Collect each line of the entries that holds the string "Policy".

****

PR #746, opened 2024-06-01
chore: test buildjet

zifeo:
- improve CI speed and cache size


destifo (dismissed):
🔥 curious how much speed gain we will get

Natoandro (dismissed):

Yohe-Am:
For the `lint-compat` jobs, they don't have the new `sccache` step it seems. Probably because they didn't originally have a `rust-cache` step which I decided to exclude out of cache exhaustion concerns. I've added the fix.

PR #755, opened 2024-06-15
fix: missing typegraphs

zifeo:
- fix the typegraphs that were incorrectly formatted

### DIFF
--- a/examples/typegraphs/microservice-orchestration.py
+++ b/examples/typegraphs/microservice-orchestration.py
@@ -1,7 +1,7 @@
 # skip:start
 from os import environ
 
-from typegraph import typegraph, Policy, t, Graph
+from typegraph import Graph, Policy, t, typegraph
 from typegraph.graph.params import Cors
 from typegraph.runtimes import DenoRuntime, GraphQLRuntime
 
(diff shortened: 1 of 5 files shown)


examples/typegraphs/microservice-orchestration.py
```diff
@@ -25,17 +25,15 @@ def team_a(g: Graph):
...
-#     g.expose(
-#         public,
-#         version=deno.static(t.integer(), 12),
-#         record=deno.static(t.struct({"weight": t.integer()}), {"weight": 100}),
-#     )
+@typegraph(
+    # skip:next-line
+    cors=Cors(allow_origin=["https://metatype.dev", "http://localhost:3000"]),
+)
+def team_b(g: Graph):
```
destifo, line 32: The error on the test failure is different, but shouldn't the ts and python version of typegraph have the same name?

destifo (changes requested):

destifo:
So the missing typegraphs issue came from `stderr` of the ruff formatting command not being handled?

examples/typegraphs/microservice-orchestration.py
zifeo: I see them having the same name, can you point at where they differ?

zifeo:
@destifo quite unsure yet, but at least we would have the debug logs for that now - more knowledge, better idea where the failure is :)

examples/typegraphs/microservice-orchestration.py
destifo: overlooked the second typegraph on my part, all looks good.

destifo (approved):
lgtm

PR #770, opened 2024-06-28
feat(cli): list subcommand

j03-dev:
-

-

#### Migration notes

...
## Add `list` subcommand to List typegraph(s) from typegate

- [x] Change Something on CONTRIBUTING.md `fix contributing`


CONTRIBUTING.md
```diff
@@ -133,7 +133,7 @@ ghjk x dev-compose all # or only the envs required (e.g. base prisma s3)
 ghjk x test-e2e # all tests
```
Yohe-Am, line 133: Care to add that missing `build-graph` step here?

meta-cli/src/cli/list.rs
```diff
@@ -0,0 +1,175 @@
...
+}
+
+impl List {
+    async fn get_more_info(&self) -> Result<Vec<TypegraphObject>> {
+        let client = reqwest::Client::new();
+
+        let mut headers = HeaderMap::new();
+        headers.insert(
+            AUTHORIZATION,
+            HeaderValue::from_str(&format!("Basic {}", "YWRtaW46cGFzc3dvcmQ="))?, // I don't know if it right, may be get from env
```
Yohe-Am, line 90: thought: you can get this info from the config. You just `base64(`${user}:${password}`). Or better yet, use the `post` method on the `Node` type found in the `common` crate. Grep for other usages in the cli for examples.

Yohe-Am (approved):

CONTRIBUTING.md
j03-dev: ok, done!

meta-cli/src/cli/list.rs
```diff
@@ -0,0 +1,175 @@
...
+            query {
+                typegraphs {
+                    name
+                    url
+                }
+            }
+        "#;
+
+        let response = client
+            .post("http://localhost:7891/typegate") // this too, may be get from env
```
destifo, line 103: I think you can also get this from the [config](https://github.com/metatypedev/metatype/blob/1d62c0320fb275ce9efabf772de2d604780105d7/examples/metatype.yaml#L3C5-L3C33),

destifo (commented):
great work all around 🙌

meta-cli/src/cli/list.rs
j03-dev:
```rust
impl Default for NodeConfig {
    fn default() -> Self {
        NodeConfig {
            url: "http://localhost:7890".parse().unwrap(),
            prefix: None,
            username: None,
            password: None,
            env: HashMap::default(),
            secrets: HashMap::default(),
        }
    }
}
```

the url is not same, the graphql is on 7891,

meta-cli/src/cli/list.rs
j03-dev: I already change it, but I wait @Natoandro to check why path in Typegraph is None


```rust
    async fn get_more_info(&self, dir: PathBuf) -> Result<Vec<TypegraphObject>> {
        let query = r#"
            query {
                typegraphs {
                    name
                    url
                }
            }
        "#;
        let mut node_config = NodeConfig::default();
        node_config.url = Url::parse("http://localhost:7891")?;
        let node = node_config.build(dir).await?;
        let response = node
            .post("/typegate")
            .unwrap()
            .gql(query.into(), None)
            .await?;

        response
            .data("typegraphs")
            .map_err(|err| anyhow::anyhow!(err))
    }

```

meta-cli/src/cli/list.rs
afmika: I would suggest you try change your local config to point at `localhost:7891` for testing purposes instead, the more generic we are the better it is. Or maybe use something similar to [this](https://github.com/metatypedev/metatype/blob/main/typegate/tests/e2e/templates/templates_test.ts#L50) for quick testing.

dev/tasks-install.ts
```diff
@@ -9,13 +9,18 @@ const tasks: Record<string, DenoTaskDefArgs> = {
...
-      if (/(Ubuntu|Debian)/.test(uname)) {
+      const osRelease = await $`cat /etc/os-release`.text();
+      if (/(Ubuntu|Debian)/.test(osRelease)) {
         console.log(
           `sudo apt update && ` +
             `sudo apt install -y --no-install-recommends ` +
             `gcc-multilib pkg-config libssl-dev libclang-dev perl make`,
         );
+      } else if (/Fedora|Red Hat|CentOS/.test(osRelease)) {
+        console.log(
```
zifeo, line 20: 👍

meta-cli/src/cli/list.rs
```diff
@@ -0,0 +1,175 @@
...
+    #[tracing::instrument]
+    async fn run(&self, args: ConfigArgs) -> Result<()> {
+        let dir = args.dir()?;
+        let config_path = args.config.clone();
+
+        let config = Arc::new(Config::load_or_find(config_path, &dir)?);
+
+        let console = ConsoleActor::new(Arc::clone(&config)).start();
+
+        let action_generator = SerializeActionGenerator::new(
```
zifeo, line 37: We will likely have other similar "simple command", do you see how we could simplify that setup into some utils to keep the run DRY?

meta-cli/src/cli/list.rs
```diff
@@ -0,0 +1,175 @@
...
+        format!(
+            "{:<50} {:<20} {:<30}",
+            self.name,
+            self.path.as_deref().unwrap_or("None"),
+            self.url.as_deref().unwrap_or("None")
+        )
+    }
+
+    fn print_table_header() {
+        println!("{:<50} {:<20} {:<30}", "NAME", "PATH", "URL");
```
zifeo, line 173: Some extensions (as this is your first exploratory PR, later tasks shall be fully described from the start) that may be worth implementing :
- add a column to specific which under which target the typography is deployed
- the `local` target could refer to the dev instance
- the target could be `-` for a non deployed tg

zifeo (commented):
Nice first contrib! Do not forget to sign the CLA and rebase your code :)

meta-cli/src/cli/list.rs
```diff
@@ -0,0 +1,175 @@
...
+            let mut table = Table::new(tg.name().unwrap());
+            table.set_path(tg.get_path().ok());
+            tables.push(table);
+        }
+
+        if let Ok(more_info) = self.get_more_info(dir).await {
+            for tg in more_info {
+                let mut table = Table::new(tg.name);
+                table.set_url(Some(tg.url));
+                tables.push(table);
```
Natoandro, line 126: /Merge entries with the same typegraph name?

meta-cli/src/cli/list.rs
```diff
@@ -0,0 +1,175 @@
...
+        for table in tables {
+            println!("{}", table.to_table_row());
+        }
+
+        Ok(())
+    }
+}
+
+#[derive(Debug, Clone)]
+struct Table {
```
Natoandro, line 140: I think you meant `TableRow` or `TableEntry` here.

typegraph/node/sdk/src/tg_manage.ts
```diff
@@ -26,6 +26,9 @@ export class Manager {
       case "deploy":
         await this.#deploy();
         break;
+      case "list":
+        await this.#list();
```
Natoandro, line 30: This won't be called as you use the `SerializeActionGenerator`...

Natoandro (changes requested):
Great !

meta-cli/src/cli/list.rs
Natoandro: I think we need to add the same `--target` flag as in the serialize subcommand.

typegraph/node/sdk/src/tg_manage.ts
j03-dev: ah, ok thanks

meta-cli/src/cli/list.rs
j03-dev: No, I just create table to display them

PR #771, opened 2024-06-29
test: Test typegate upgrade

Natoandro:
Test the typegate upgrade from the latest published version.


typegate/tests/e2e/upgrade/upgrade_test.ts
```diff
@@ -0,0 +1,264 @@
...
+  }
+}
+
+// download the fat version of the cli on the latest stable release
+async function downloadAndExtractAsset(version: string) {
+  const name = getAssetName(version);
+  const extractTargetDir = tempDir.join(name);
+  const metaBin = extractTargetDir.join("meta");
+  if (await checkMetaBin(metaBin)) {
+    return metaBin.toString();
```
Yohe-Am, line 78: The path here might resolve to a global `meta` installation. Try executing the file at the path instead of manipulating path vars? You can use $.raw`` if you're having issues with dax.

Yohe-Am (changes requested):

destifo (approved):
Great 👍

typegate/tests/e2e/upgrade/upgrade_test.ts
Natoandro: I have Deno permission issues with that...

Yohe-Am: Hmm. I wonder if `allow-run` takes globs.

PR #792, opened 2024-07-16
chore: bump v0.4.5

Yohe-Am:
- Bumps metatype version to 0.4.5
- Bumps ghjk to latest commit
- Fixes `setup` whiz task to avoid issues on macos
- Fixes release pipeline to publish JSR

MET-614 MET-606 MET-605 MET-613

#### Migration notes

_No changes required._


.github/workflows/release.yml
```diff
@@ -71,36 +71,41 @@ jobs:
...
           # FIXME: deno doesn't support musl today https://github.com/denoland/deno/issues/3711
           # - os: ubuntu-latest
           #   target: x86_64-unknown-linux-musl
           #   suffix: ""
+          #   cross: false
           - os: ubuntu-latest
             target: aarch64-unknown-linux-gnu
             suffix: ""
+            cross: true
     steps:
```
afmika, line 92: Just curious, what's the main advantage of `cross`?

afmika (dismissed):

.github/workflows/release.yml
Yohe-Am: It allows us to build arm64 binaries on x86_64.

dev/consts.ts
```diff
@@ -1,16 +1,16 @@
 // Copyright Metatype OÜ, licensed under the Elastic License 2.0.
 // SPDX-License-Identifier: Elastic-2.0
 
-export const GHJK_VERSION = "0.2.0";
+export const METATYPE_VERSION = "0.4.5";
+export const PUBLISHED_VERSION = "0.4.4";
```
Natoandro, line 5: When we bump to a stable version, should not the published version be bumped to the same version? Because, it usually means that the version will be published soon...

Natoandro (dismissed):
:+1:

dev/consts.ts
Yohe-Am: Wouldn't that break the tests in this PR?

Natoandro (approved):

****

• **RESULT OF THIS TASK**:
-from typegraph import typegraph, Policy, t, Graph
+from typegraph import Graph, Policy, t, typegraph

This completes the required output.